LINK Recenzja Michała Lorka 

Czarci Jar to nazwa leśniczówki na Mazurach w której spotykają się cztery osoby: Mary Grabetzka, Amerykanka polskiego pochodzenia; Sam Anke vel Samuel Ankowski, inżynier, który kiedyś pracował w zakładach lotniczych i uciekł za granicę; Jerzy Korpicz, turysta, a w rzeczywistości kapitan Służby Bezpieczeństwa ukrywający się pod pseudonimem CJ-1 oraz Andrzej Frącki – porucznik w/w formacji przysłany na pomoc Korpiczowi.

Anke to szpieg, który po wojnie zorganizował siatkę agentów i na strychu leśniczówki ukrył jej archiwum, fotokopie tajnych dokumentów i plany rozmieszczenia wojsk; teraz jego mocodawcy zlecili mu przewieźć dokumenty na Zachód.
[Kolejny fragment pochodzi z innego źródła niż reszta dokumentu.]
PR #364, opened 2026-09-07
Cookieless PostHog analytics for the hosted properties, with first-party signup attribution

### LINKED ISSUE #352: Cookieless PostHog analytics for the hosted properties (warmbly.com and the dashboard) with first-party signup attribution, never loaded on self-host
## Goal

Understand who visits warmbly.com, which pages and channels bring signups, and what new customers do in the dashboard (funnels such as signed up, connected a mailbox, launched a campaign), with **no cookie banner**: nothing stored in the visitor's browser and no consent prompt.

Research with primary sources is in `resources/cookieless-analytics-research.md` (added in this branch of work; see the comparison table). Decision: **PostHog Cloud EU in cookieless mode** for aggregate analytics and product funnels, plus a **first-party attribution record at signup** stored in Warmbly's own database for anything that has to survive longer than a day.

## Why PostHog cookieless

- `cookieless_mode: 'always'` stores nothing client-side; the server derives the visitor from a daily-rotated salt plus IP, root domain and user agent, and the salt is deleted after the day (PostHog docs and `cookieless-manager.ts` in the PostHog repo).
- The hash uses the registrable root domain, so warmbly.com and app.warmbly.com are one visitor and one session within a day with no cross-domain wiring.
- EU Cloud (Frankfurt), MIT core, 1M events a month free.
- Limits to respect: do not call `identify`, set `person_profiles: 'never'`; `alias` is dropped at ingestion. No persistent user profiles, and no per-person retention over weeks. That is what the first-party record below is for.

### 1. Marketing site (`site/`)

- Load the PostHog snippet from `site/src/layouts/Layout.astro` only when a `PUBLIC_POSTHOG_KEY` (and `PUBLIC_POSTHOG_HOST`, default EU) build variable is set. Unset means no script tag at all. Document the variables where the site build is documented.
- Cookieless config: `cookieless_mode: 'always'`, `person_profiles: 'never'`, `autocapture: false`, `capture_pageview: true`, `disable_session_recording: true`, `respect_dnt: true`.
- CTA links to the dashboard signup carry the landing path and any UTM parameters through to `/signup` on the dashboard origin (query string, not storage).

### 2. Dashboard (`web/`)

- Same snippet, gated at runtime: `runtimeEnv("POSTHOG_KEY", ...)` in `web/src/lib/information.ts`, injected by `web/docker-entrypoint.sh` from `WARMBLY_POSTHOG_KEY` / `WARMBLY_POSTHOG_HOST`. Unset means PostHog is never initialised. Self-host images therefore contain the code path but never load it; the installer must not ask about it and `.env` templates must not mention it as something to fill in.
- Same cookieless config as the site. Session replay stays off: it would record mailbox and contact screens.
- Product events, all without user or org ids in properties: `signup_completed`, `mailbox_connected` (provider), `campaign_launched`, `trial_started`, `subscription_started` (plan). Prefer firing the money events server-side (below) so they are exact.
- The `admin/` panel gets nothing. It is the operator surface, only staff use it, and it ships to self-hosters too. Documented as out of scope so nobody adds it later.

### 3. Server-side events (backend)

- A small `internal/observability/analytics` (or similar) client that posts to the PostHog capture API when `POSTHOG_KEY` is set on the backend, forwarding the originating request's `User-Agent` and client IP so PostHog's cookieless hash matches the browser session. Off when unset, which is the self-host default.
- Fire `signup_completed` from registration and `subscription_started` (with plan and amount) from the Stripe webhook handler.

### 4. First-party attribution (the part that does not depend on PostHog)

- Migration (next number after the highest on `main`, and `make check-migrations`): nullable acquisition columns on `organizations` or a small `organization_acquisition` table: `landing_path`, `referrer_host`, `utm_source`, `utm_medium`, `utm_campaign`, `utm_term`, `utm_content`, captured once at signup and never updated.
- The registration flow reads them from the signup URL query string and stores them. Nothing stored before signup, so still no client-side storage.
- Register the table (or note the columns) in `internal/app/orgtransfer/spec.go` so the data travels with an org export, per the repo rule that no org-scoped table is done until it is in the transfer spec.
- Surface: a column and filter in the admin panel org list, so revenue by channel is a SQL join against subscriptions rather than a vendor report.

### 5. Docs and policy

- `docs/content/docs/development/configuration.mdx`: the new variables, marked as hosted-only, unset by default.
- `data-control.mdx`: state that a self-hosted instance loads no analytics and sends no usage data.
- Privacy policy on the site: name PostHog (EU) as a processor for aggregate analytics without cookies, and the acquisition fields captured at signup.
- Note the legal position from the research: cookieless pageview analytics has a strong no-banner footing (CNIL 2025 grid accepts salted, daily-rotated hashes), but the CNIL exemption excludes acquisition-channel and conversion measurement. Recording channel at signup as part of the account record is a product decision made here deliberately; keep it minimal and first-party.

## Acceptance

- A fresh self-host install (`install.sh`, default answers) produces a dashboard and site build with zero requests to any PostHog host. Verify by grepping the built assets for the host and by checking the runtime config output.
- On warmbly.com, DevTools shows no cookies and no localStorage entries written by the snippet.
- A signup started from a UTM-tagged link ends with the UTM fields on the organization, and a `signup_completed` event in PostHog within the same day's session.
- `pnpm typecheck` and `pnpm lint` in `site/` and `web/`; `make fmt`, `make lint`, `make check-migrations`; `make installer-check` if the installer or `.env` template changes.

## Out of scope

- Session replay, heatmaps, surveys, feature flags: each stores or records more than a cookieless pageview and needs its own decision.
- Replacing Sentry with PostHog error tracking (see the Sentry coverage issue).
- Warmbly's own customer-facing website tracking feature is unrelated: it identifies known contacts and keeps a visitor id, which is why it has a consent mode.

meszmate:
Closes #352. Now targets `main` — the Sentry work it was stacked on landed as #367.

Research, checked against primary sources and cited, is in `resources/cookieless-analytics-research.md`. The issue referenced that file but it had never been written; everything below was verified against PostHog's docs and its actual ingestion source rather than from memory.

## No cookie banner, and no self-host telemetry

- **Cookieless.** `cookieless_mode: 'always'` stores nothing in the browser. PostHog derives the visitor server-side from a daily-rotated salt plus IP, root domain and user agent, and deletes the salt at the end of the day. That only holds if nobody is identified, so `person_profiles: 'never'` is set everywhere and no event property carries a user id, an organization id or an email.
- **Hosted-only.** Every key is unset by default. Verified against real builds:
  - `site/`: a build with no `PUBLIC_POSTHOG_KEY` has **zero** occurrences of `posthog` in `dist/` — no script tag is emitted at all.
  - `web/`: the 276 kB SDK is a separate chunk that `index.html` does not reference. Without a key the dynamic import never fires and no PostHog host is contacted. The code path ships (one image serves hosted and self-host, as the issue specifies); the request does not.

The installer asks nothing about it and no `.env` template mentions it.

## What was built

**Marketing site.** Snippet in `Layout.astro`, gated on the build variable. A second inline script carries the landing path and any UTM parameters onto every `/register` link — one place, because there are 39 such links across 20 files and a new CTA should not have to remember.

**Dashboard.** Runtime-gated via `WARMBLY_POSTHOG_KEY`. `autocapture: false` deliberately: the dashboard is behind a login and autocapture would ship contact names and subject lines in element text. Session replay off — it would record mailbox and contact screens. `capture_pageview: 'history_change'`, since plain `true` reports one pageview per session in an SPA. A `before_send` hook masks record uuids out of `$current_url` / `$pathname` / `$referrer`, so a pageview never carries an identifier and the report reads one row per screen instead of one per record. Events are a closed TypeScript union so a typo is a build error.

**Server-side.** `internal/observability/analytics` posts to `/i/v0/e/` with `distinct_id: "$posthog_cookieless"`, `$cookieless_mode`, `$raw_user_agent`, `$ip` and `$host` — the exact contract read out of `rust/common/cookieless/src/constants.rs` and `nodejs/src/ingestion/common/cookieless/cookieless-manager.ts`. `New()` returns `nil` without a key and a nil `*Client` is a working no-op, so there is one path to test. A wrong key or an unreachable host logs once per process rather than silently forever or on every event.

`signup_completed` and `trial_started` fire from the signup flow carrying the request's identity so they join the browser's session; `subscription_started` fires from the Stripe webhook, where there is no browser request to join — noted in the code, since it is a count and a plan mix rather than the end of a funnel.

**First-party attribution.** Migration `000133` adds `organization_acquisition` (landing path, referrer host, five UTM fields), written once at signup with `ON CONFLICT DO NOTHING` — the row is the account's origin, not a mutable setting. Registered in `internal/app/orgtransfer/spec.go` under `Tables`, per the repo rule. The admin org list gets a Channel column (hidden by default; most signups are direct) and `utm_source` / `utm_medium` / tagged / direct filters, so revenue by channel is a SQL join rather than a vendor report.

Plumbed as `SignupAttribution{ReferralCode, Invite, Acquisition}`, which also takes `createAccount` from six positional parameters down to five.

**The admin panel gets no analytics**, documented as deliberate so nobody adds it later.

## Docs and policy

`configuration.mdx` gains a Product analytics section; `data-control.mdx` states plainly that a self-hosted instance loads no analytics and sends no usage data, and tells the reader how to check. The privacy policy names PostHog EU as a processor, explains the cookieless mechanism and why there is no banner, and describes the acquisition fields and why they are kept.

The research file records the legal position honestly: the CNIL's 2025 grid accepts a salted daily-rotated hash without consent, but that exemption **excludes** acquisition-channel measurement. Recording the channel at signup is a product decision made deliberately, kept minimal and first-party.

## Verification

- `make fmt`, `make lint`, `make check-migrations` (133 migrations, no duplicates — the acquisition migration was renumbered from `000132` to `000133` when `main` landed its own `000132`).
- `pnpm typecheck` + `pnpm lint` in `web/`, `admin/`, `forms/`: 0 errors, no new warnings. `pnpm build` in `site/` (its CI gate): clean, 45 pages.
- **Live tests against a real Postgres** (`WARMBLY_TEST_DB`): the acquisition round-trip and the admin list. These cover the parts a unit test cannot — the LEFT JOIN, the four columns added to the admin projection, all three channel filters, that a second signup link cannot rewrite where a workspace came from, and that the join does not fan out a row.
- **The capture client is tested against a stub PostHog**, asserting the ingestion contract (sentinel distinct id, mode flag, three hash inputs) and that no event property names a person.
- Unit tests on the acquisition normalizer caught a real bug: `url.Parse("pricing")` produced a relative path that slipped through instead of being dropped.
- **The CTA decorator was exercised in jsdom against the real built pricing page**: all six register links carry the UTM parameters, the landing path and the referrer host, and the login links are left alone. It also caught a bug — the script sits in `<head>` and originally ran before the anchors existed.

## Summary by CodeRabbit

- **New Features**
  - Admins can view organization acquisition details, including UTM data and landing paths, in an optional table column.
  - Added filters for acquisition source, medium, campaign, tagged links, and direct signups.
  - Signup links now preserve attribution data such as UTM parameters, landing paths, and referrers.
  - Added optional cookieless product analytics for signups, mailbox connections, campaigns, and subscriptions.

- **Documentation**
  - Added configuration, privacy, and data-control guidance for analytics and attribution tracking.


meszmate:
All eight fixed. Notes on the three that were more than a quick edit:

**`normalizeHost` retaining query and fragment data.** Confirmed and it was a real leak: `url.Parse("example.com?email=alice@example.com")` reads the whole thing as a relative path, so `Hostname()` is empty and the fallback ran, and the fallback only cut on `/` and `:`. The reduction now also cuts on `?`, `#` and `@`, and — more importantly — the *result* is checked against a hostname pattern rather than trusted, so anything that is not a hostname is dropped instead of stored. Regression cases added for query, fragment, userinfo and a non-host string.

Separately, and prompted by the same finding: email-shaped values are now redacted out of **every** acquisition field before they reach the database or an analytics property, since `POST /auth/register` accepts these verbatim. The comment on that regex says plainly what it is — a shape check for the one identifier worth catching, not a PII scrubber — because pretending otherwise would be worse than not having it.

**`subscription_started` idempotency.** Agreed on the problem, but an outbox is a lot of machinery for an analytics count. Instead the event now hangs off the persisted trial-to-paid transition (`wasTrialOnly && sub.HasPaidSubscription()`) rather than off the `customer.subscription.created` delivery, and fires after the write. A redelivered webhook finds the subscription already carrying a Stripe id, so the transition no longer reads as new and nothing is re-emitted. That makes it exactly as idempotent as the premium-worker migration sitting two lines below it, which relies on the same guard — and it is also more correct semantically: "started paying" rather than "Stripe sent a created event".

**The CNIL claim.** You were right and I checked the source rather than take it on trust. [CNIL's page](https://www.cnil.fr/fr/cookies-solutions-pour-les-outils-de-mesure-daudience) says nothing about hashing schemes, salt rotation or IP-plus-user-agent constructions; its conditions are a strictly-limited audience-measurement purpose, anonymous statistics only, no cross-site following, and no cross-referencing or third-party transmission — and it notes some offerings fall outside regardless of configuration. The research file now separates the two questions that were being conflated (ePrivacy Article 82 attaches to *storing or reading on the device*, which is a mechanism claim we can verify; GDPR still applies to the server-side IP and user-agent processing regardless), states the conditions as published, says the construction is *designed* against them, and says explicitly that whether a deployment qualifies is a deployment-specific assessment which that document does not make. It now opens with a "not legal advice, get an assessment" note.

That also surfaced an inconsistency in the privacy policy you did not flag: its legal-bases list said analytics runs on **consent**, which contradicts shipping without a banner. It now names legitimate interest for the aggregate cookieless measurement and the acquisition record, with the right to object, and keeps consent for marketing email.

The rest: invited signups now emit `signup_completed` (they returned early, before the count); both OAuth paths capture the validated `expected.provider`, and the Warmbly Cloud path — which was not counted at all — now is; and the two acquisition toggles are mutually exclusive and renamed to "Has acquisition data" / "No acquisition data (direct)", with the model documenting that they select on record presence rather than on a UTM tag, and the Channel cell agreeing with that definition.

Re-verified: `gofmt -l`, `make lint`, `make check-migrations`, `go test ./internal/...`, the live repository tests against a real Postgres, `pnpm typecheck` + `lint` in `web/` and `admin/`, and `pnpm build` in `site/`.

Podobne zadanie otrzymała Grabetzka prawdopodobnie od wywiadu amerykańskiego; plany obojga mają pokrzyżować obydwaj oficerowie.

Danych o Wiesławie Kodymie (1934 – 2008) jest w internecie bardzo mało, a i jego bibliografia w Bibliotece Narodowej jest dość uboga. „Czarci Jar” to powieść pokazująca, że pisarzem był dość przeciętnym: książka jest prosta niczym instrukcja obsługi skakanki – napięcie jest znikome, intryga banalna, a finałowe rozstrzygnięcie oczywiste. Zaskakuje jednak jedna rzecz: Mary Grabetzka ucieka za granicę, a nadzorujący śledztwo pułkownik mówi: „Po pierwsze, nie możemy odnosić samych sukcesów. Po drugie, wprawdzie wymknęła się, lecz z pustymi rękami” – jakże to? Agentka daje dyla, ale oj tam, oj tam; i tak „wypada uczcić finał. W ostatecznym rachunku to nasz sukces. Wypijecie kieliszek koniaku?”. Rzeczywiście są na tym świecie rzeczy o których się fizjologom nie śniło – przyznam jednak, że nie jest to problem, który spędzi mi sen z oczu, bo wyleci mi on z głowy podobnie jak ta książka.